* **Problem statement**: Look for the string "TestRunScript" in the material below. Copy every line where you find it.

* **Records to process**:
■ ■ ■

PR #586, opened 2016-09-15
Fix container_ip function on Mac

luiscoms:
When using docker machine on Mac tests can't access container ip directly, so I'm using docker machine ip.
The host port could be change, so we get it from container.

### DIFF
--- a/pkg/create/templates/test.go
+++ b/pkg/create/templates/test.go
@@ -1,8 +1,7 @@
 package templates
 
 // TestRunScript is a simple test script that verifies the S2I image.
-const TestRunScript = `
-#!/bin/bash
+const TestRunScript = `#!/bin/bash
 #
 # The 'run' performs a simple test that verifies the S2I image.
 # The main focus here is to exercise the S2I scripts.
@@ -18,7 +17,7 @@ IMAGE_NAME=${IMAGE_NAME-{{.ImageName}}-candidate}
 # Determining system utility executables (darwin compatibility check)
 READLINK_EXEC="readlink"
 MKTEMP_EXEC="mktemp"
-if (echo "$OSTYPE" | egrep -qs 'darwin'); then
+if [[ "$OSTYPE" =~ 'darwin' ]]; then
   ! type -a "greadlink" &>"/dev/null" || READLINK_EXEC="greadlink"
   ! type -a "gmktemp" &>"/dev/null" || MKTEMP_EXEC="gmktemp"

■ ■ ■

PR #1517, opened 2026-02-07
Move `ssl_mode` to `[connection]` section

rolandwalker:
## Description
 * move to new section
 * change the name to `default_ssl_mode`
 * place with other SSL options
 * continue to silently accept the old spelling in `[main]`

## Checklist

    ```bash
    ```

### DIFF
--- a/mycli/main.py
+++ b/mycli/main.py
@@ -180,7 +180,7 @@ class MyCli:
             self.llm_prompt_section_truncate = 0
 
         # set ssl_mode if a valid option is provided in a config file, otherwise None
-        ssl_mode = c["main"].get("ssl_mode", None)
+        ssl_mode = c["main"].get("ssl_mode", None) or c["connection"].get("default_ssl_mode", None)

■ ■ ■

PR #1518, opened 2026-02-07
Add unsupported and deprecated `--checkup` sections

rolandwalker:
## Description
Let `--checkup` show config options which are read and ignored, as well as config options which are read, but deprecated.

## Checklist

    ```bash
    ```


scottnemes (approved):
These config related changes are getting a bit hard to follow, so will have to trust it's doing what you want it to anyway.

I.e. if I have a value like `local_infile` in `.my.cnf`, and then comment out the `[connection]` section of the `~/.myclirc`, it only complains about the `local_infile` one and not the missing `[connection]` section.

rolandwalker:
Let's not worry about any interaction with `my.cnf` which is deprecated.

■ ■ ■

* **Response**:
 // TestRunScript is a simple test script that verifies the S2I image.
-const TestRunScript = `
+const TestRunScript = `#!/bin/bash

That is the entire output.